Figure 4 illustrates the relative position of the stereo camera and the checkerboard during calibration.
After performing calibration using both calibration paper and calibration board, the accuracy of the calibration is assessed by the reprojection error. The smaller the average reprojection error, the more precise the calibration results.
Figure 5 illustrates the reprojection errors for chessboard calibrations using materials of two different types.
Comparing the calibration results of chessboards made from two different materials, the average reprojection errors for calibration paper and calibration board were 0.16 pixels and 0.11 pixels, respectively, indicating that the calibration board yields more accurate results. This superior performance can be attributed to the board’s higher manufacturing precision, flatness, and rigidity. In contrast, paper may develop wrinkles or bends due to improper placement, adversely affecting calibration accuracy. Therefore, a calibration board was employed in this experiment, leading to the post-analysis of various parameters of the binocular system and the construction of the imaging model for the stereo camera.

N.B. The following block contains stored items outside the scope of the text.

PR #13258, opened 2026-01-18
fix: consistent error path for field array validation errors

NidhiPednekar:
## Issue
Error paths were inconsistent between `trigger()` and `handleSubmit()` when validating field arrays:
- `trigger('items')` returned `error.message`
- `handleSubmit()` returned `error.root.message`

## Root Cause
The `schemaErrorLookup.ts` function was appending `.root` suffix to field array error paths, causing inconsistency.

## Solution
Modified `schemaErrorLookup.ts` to return consistent field names without the `.root` suffix for both validation methods.

## Changes
- Fixed error path lookup in `src/logic/schemaErrorLookup.ts`
- Updated test expectations in `src/__tests__/logic/schemaErrorLookup.test.ts`

## Testing
- All 1033 tests pass 
- Related tests verified and updated
- No breaking changes

### DIFF
--- a/src/__tests__/logic/schemaErrorLookup.test.ts
+++ b/src/__tests__/logic/schemaErrorLookup.test.ts
@@ -265,7 +265,7 @@ describe('errorsLookup', () => {
       ),
     ).toEqual({
       error: { message: 'correct-root', type: 'root' },
-      name: 'test.0.nested.root',
+      name: 'test.0.nested',
     });
 
     expect(
--- a/src/__tests__/logic/schemaErrorLookup.test.ts
+++ b/src/__tests__/logic/schemaErrorLookup.test.ts
@@ -279,4 +279,104 @@ describe('errorsLookup', () => {
       name: 'test.0.nested.0.deepNested',
     });
   });
+
+  it('should return consistent error path for field array validation (issue #13258)', () => {
+    const fieldArrayError = {
+      type: 'custom',
+      message: 'at_least_1_item',
+      ref: {},
+    };
+
+    expect(
+      schemaErrorLookup(
+        {
+          items: fieldArrayError as any,
+        },
+        {
+          items: [],
+        },
+        'items',
+      ),
+    ).toEqual({
+      error: fieldArrayError,
+      name: 'items',
+    });
+
+    expect(
+      schemaErrorLookup(
+        {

The stereo camera parameters obtained through Zhang’s calibration method are presented in
Table 2. These parameters include the camera’s intrinsic matrix, rotation matrix, distortion coefficients, and translation matrix.
2.3. Polar Correction
The relative positioning of stereo cameras is crucial for accurately converting disparity information into depth information. In an ideal stereo vision system, the two cameras are aligned on the same horizontal plane, ensuring that the captured images are perfectly aligned in the vertical direction. This setup allows for the calculation of disparity solely along the horizontal axis. However, achieving perfect horizontal alignment is often challenging due to factors such as human error. Consequently, the cameras may not be perfectly level, resulting in images captured at different vertical planes and introducing vertical disparity. This vertical disparity complicates disparity calculation and depth estimation, as it requires consideration of both horizontal and vertical deviations.
Upon calibration, the intrinsic and extrinsic parameters obtained can be used to rectify the raw images from the stereo cameras. This rectification process aligns the images on the same horizontal plane, simplifying disparity calculation from a two-dimensional to a one-dimensional problem. This reduction in complexity decreases computational load and minimizes the likelihood of errors in stereo matching.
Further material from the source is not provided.